Spring 2025 Winner of the Bridge to Success Scholarship
Joyance Liao Mendoza
Joyance’s firsthand encounters with disparities in the healthcare system have fueled his commitment to creating meaningful change in the industry. Driven by a determination to stand up for those at a disadvantage, he chose to pursue a career in pharmacy. Congratulations, Joyance, we look forward to all of the positive changes you will continue to make!

Read his essay
When we crossed the border into the U.S., I didn’t just leave behind the country I was born in—I left behind a version of myself. One that didn’t yet know how hard it would be to start over in a place where everything, from the language to the healthcare system, felt like a puzzle I wasn’t given all the pieces to.
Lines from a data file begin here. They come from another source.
PR #805, opened 2024-09-13
Updating behaviour of `VaultsSecretsGet` to align with requirements of `secrets cat`

aryanjassal:
### Description

The current `VaultsSecretsGet` only gets a single secret from the vault, and returns it in the form of a `UnaryHandler`, meaning for large files, the RPC call will timeout. It also fetches only one file at a time, so behaviour like UNIX's `cat` command isn't possible.

This PR aims to fix that issue by switching over the RPC handler to a `ServerHandler`, supporting larger files. This PR also adds support for listing the contents of multiple files in order, like what `cat` does.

We settled in South Texas, in a quiet town where the summers were scorching and the pharmacies always packed. That’s where I had my first taste of what it meant to translate—not just words, but worry. I was barely a teenager, standing next to my parents at the pharmacy counter, trying to explain side effects, dosages, and insurance denials in English I was still learning myself. “Mijo, ¿qué dice?” my mom would whisper, her voice trembling. I’d do my best to translate, but it never felt like enough. Not when the stakes were her health.
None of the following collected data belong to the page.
PR #814, opened 2024-09-27
Implement handler to wrap `fs.writeFile` functionality

aryanjassal:
### Description

Currently, the `VaultsSecretsEdit` handler uses `vaultOps.updateSecret()` to update a secret's contents if it exists. Otherwise, it throws an error. This behaviour convolutes the implementation for `secrets edit` and `secrets write` as a lot of needless checks are run at the client side to work around a small oversight.

As such, this PR will aim on laying the groundwork for `secrets write` by creating a handler which will write secret contents to a secret. If the secret doesn't exist, it will automatically get created.

### Issues Fixed

* Relates to <b>[Polykey-CLI#242](https://github.com/MatrixAI/Polykey-CLI/issues/242)</b>
* REF ENG-355

### Tasks

- [x] 1. Remove `VaultsSecretsEdit`
- [x] 2. Add `VaultsSecretsWriteFile`
- [x] 3. Create `vaultOps.writeSecret` as a wrapper around `fs.writeFile`
- [x] 4. Make tests for `VaultsSecretsWriteFile`
- [x] 5. Make tests for `vaultOps.writeSecret`

### Final checklist

* [x] Domain specific tests
* [x] Full tests
* [x] Lint fixed
* [x] Squash and rebased


aryanjassal:
Currently, we are using a `UnaryHandler` to update secrets. For consistency, this behaviour needs to be replicated over to the `VaultsSecretsWriteFile` handler too.

However, `UnaryHandler` is inherently not a good choice for streaming file contents. A better choice would be a `RawStream`, but it needs more work and discussions to set up. As such, it will be done in later iterations. For now, the new handler will keep using `UnaryHandler` but use the new `vaultOps` function.

src/client/handlers/VaultsSecretsWriteFile.ts
```diff
@@ -11,7 +11,7 @@ import * as vaultsUtils from '../../vaults/utils';
 import * as vaultsErrors from '../../vaults/errors';
 import * as vaultOps from '../../vaults/VaultOps';
```
aryanjassal, line 12: This line imports everything from `vaultOps`, but we are only using `writeSecret`. We are needlessly importing things we don't need. While this is consistent with other handlers, and I understand that this is putting `vaultOps` functions behind its namespace, I still think that it is unnecessary. Should I not do that and only import the singular function I need, or do I keep it as-is?

tegefaulkes: We usually just import the whole namespace unless we're importing types. Just keep it consistent. AFAIK it doesn't make a difference as far as importing works.

tegefaulkes (approved):
I skimmed through it and nothing stands out. Looks good.

aryanjassal:
Everything for this PR has been done and approval has also been granted. Merging.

My parents are warriors. They’ve survived poverty, chronic illness, and jobs that left their hands blistered. My mom’s diabetes and my dad’s schizophrenia weren’t just medical terms—they were realities I lived with. And yet, despite all that, they never stopped pushing me toward something bigger. College, they said, could be the door we’d been knocking on for generations.
But just when I thought I had things figured out, life threw another curveball. During the pandemic, a bacterial infection wrecked my already fragile heart. I went from celebrating my last year of undergrad to being isolated in a hospital bed, scared out of my mind. No visitors. No family. Just machines and silence. I finally understood, in a painfully intimate way, what it felt like to be reduced to a chart—another number in a broken system.
That moment changed everything.
I knew then that I didn’t just want to work in healthcare. I wanted to fight for the people who, like my parents, get lost in it. So I chose pharmacy. But I didn’t stop at the classroom. I joined the Hispanic Association of Pharmacists, helped organize health screenings, and worked to make sure families like mine got the care they deserved. At Walgreens, I still translate for patients who remind me of my mom. Every "thank you" hits a part of me that’s still healing.
Through the Public Health Service, I served Native American communities in Phoenix and saw how powerful culturally competent care can be. At the FDA, I worked on drug safety and policy—learning how decisions behind closed doors affect lives in waiting rooms. These weren’t just internships. They were glimpses into the kind of change I want to create.
Now in my third year of pharmacy school, I carry my family’s story with me every step of the way. It's in the late nights, the leadership roles, the quiet moments where I wonder how far we’ve come. My heart condition didn’t just scar my body—it sharpened my purpose.
I’ll be the pharmacist I wish my parents had. Someone who sees the full person behind the prescription. Someone who speaks their language, literally and figuratively. One prescription, one patient, one barrier at a time.